One way that CISOs and their teams can mitigate the use of phishing and social-engineering techniques that target specific employees is to create a security awareness program, which includes end-user training, the development of strong internal policies and procedures, and reinforcement using actionable metrics that drive meaningful improvements.
“It’s important to understand the organizational weaknesses and progress,” Thoma said. “Red team exercises as well as continuous simulated phishing campaigns on staff provide information on where to focus more attention.”
The moral of the story
ISF’s Norman noted that organizations could take three concrete steps away from what happened at Twitter and apply them to their security policies and training.

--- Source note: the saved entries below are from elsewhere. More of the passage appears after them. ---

Issue #673, opened 2023-11-19
Refactor proxy-as-data-type


bernardnormier:
Currently, when you define a Slice interface X, you get a data type that you can encode/decode - and for example use as a struct field or operation parameter. This data type is a "proxy" to a service that implements X.

This is problematic for a number of reasons:
a) Unlike other user-defined types, the encoded representation of this type is not intuitive.  You see an enum, you have some idea of what an enum parameter looks like "over the wire". The same isn't true for a proxy.

b) The mapping for interfaces is RPC-specific, but the encoding/decoding of data types is not, so we can't have the clean-separation:
  - data types => RPC-independent
  - interfaces => RPC dependent

since defining an interface automatically defines a proxy data type.

c) For many applications, this Slice-level proxy data type is never used. It's not that common to pass a proxy as a parameter or  return value. 

d) Passing proxies around in Slice operations may not be a good design choice. And arguably this feature (any Slice interface gives you automatically a proxy data type) encourages this design.

## Proposal

a) Defining an interface no longer defines a Slice-level encodable proxy data type.

For example, the following definition would no longer compile:
```slice
interface Widget {} // no longer a data type

interface WidgetFactory {
    create() -> Widget // error
}
```

b) Allow the user to "opt-in" the old behavior with a custom type. For example:
```slice
module FooBar

interface Widget {}

// Encodes / decodes WidgetProxy as a service address; its C# API is FooBar.WidgetProxy
[cs::type("FooBar.WidgetProxy")]
custom WidgetProxy

interface WidgetFactory {
    create() -> WidgetProxy // returns a regular custom data type
}
```

It's just a regular custom data type that maps in C# to WidgetProxy.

Teaching employees about new delivery mechanisms: Attackers shift away from email-based attacks to smishing (SMS or WhatsApp-based attacks) and vishing (voice-based attacks). With many, if not all, companies running some email-based phishing campaign, there’s a current need to use these newer attack methods to test employees’ responses and make them more aware of how they are specifically targeted.
Stopping attackers from gathering information: Organizations should frequently engage with the workforce to educate them on how to mitigate spear-phishing risk before it happens. For example, attackers are now using readily available open-source intelligence online to build believable profiles to target specific individuals. Employees can reduce the amount of information available online and on social media. Also, they can put controls in place to prevent attackers from getting to their data quickly, such as applying privacy settings in certain apps.

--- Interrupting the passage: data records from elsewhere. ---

Issue #681, opened 2023-12-08
Add Support for `compact` Enums


InsertCreativityHere:
With the introduction of enums with associated fields, we also added the ability for enumerators to hold tagged fields.
Like we do with `struct`s, it would be good to support marking `enum`s as compact, for users who want to opt-out of the extensibility provided by tags, in exchange for saving 1 byte by omitting `TagEndMarker`.

InsertCreativityHere:
This was implemented in #686.

PR #686, opened 2023-12-12
Add Support for Compact Enums

InsertCreativityHere:
This PR implements #681 by adding support for compact enums.
Compact enums work just like compact structs: we don't encode `TagEndMarker`, and tags cannot be used within the enum.

A compact enum cannot have an underlying type (since they're already 'compact') nor can it be unchecked (since we already don't encode `TagEndMarker` then).

### DIFF
--- a/src/diagnostics/errors.rs
+++ b/src/diagnostics/errors.rs
@@ -90,6 +90,14 @@ pub enum Error {
         enum_identifier: String,
     },
 
+    /// A type was marked 'compact' when it was invalid to do so.
+    CannotBeCompact {
+        /// The kind of type that was marked compact.
+        kind: &'static str,
+        /// The identifier of the type.
+        identifier: String,
+    },
+
     /// An enumerator was found that was out of bounds of the underlying type of the parent enum.
     EnumeratorValueOutOfBounds {
         /// The identifier of the enumerator.
@@ -137,9 +145,6 @@ pub enum Error {
     /// Compact structs cannot be empty.
     CompactStructCannotBeEmpty,
 
-    /// Compact structs cannot contain tagged fields.
-    CompactStructCannotContainTaggedFields,
-
     // ----------------  Tag Errors ---------------- //
     /// A duplicate tag value was found.
     CannotHaveDuplicateTag {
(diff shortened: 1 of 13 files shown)


src/validators/enums.rs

Enhancing the management of the risks: Businesses and organizations should carry out role-based training to see how employees react to spear-phishing and other hacking techniques. For instance, senior executives, financial and personal assistants receive a far greater number of spear-phishing emails, so these employees should receive tailored and ongoing education and training.
Security teams should also provide workers with the tools to quickly and easily report incidents, such as a phishing email alert button. There should also be procedures in place to prevent single points of failure.
During financial transactions, Norman suggests that there should always be a second pair of eyes or confirmation mechanism to add an extra layer of security.
“For the average person, they need to learn how to identify phishing attacks,” Lookout’s Schless said.
“This applies whether you’re using a personal device or a corporate-issued one. They need to understand that phishing isn’t just an email-based scam that you open on desktop computers. From WhatsApp and Instagram to text messages, there are countless ways for phishing links to be delivered. Your employees can be both your strongest defense and your weakest link against mobile phishing depending on how well they’re trained to pick up on these attacks and report them.”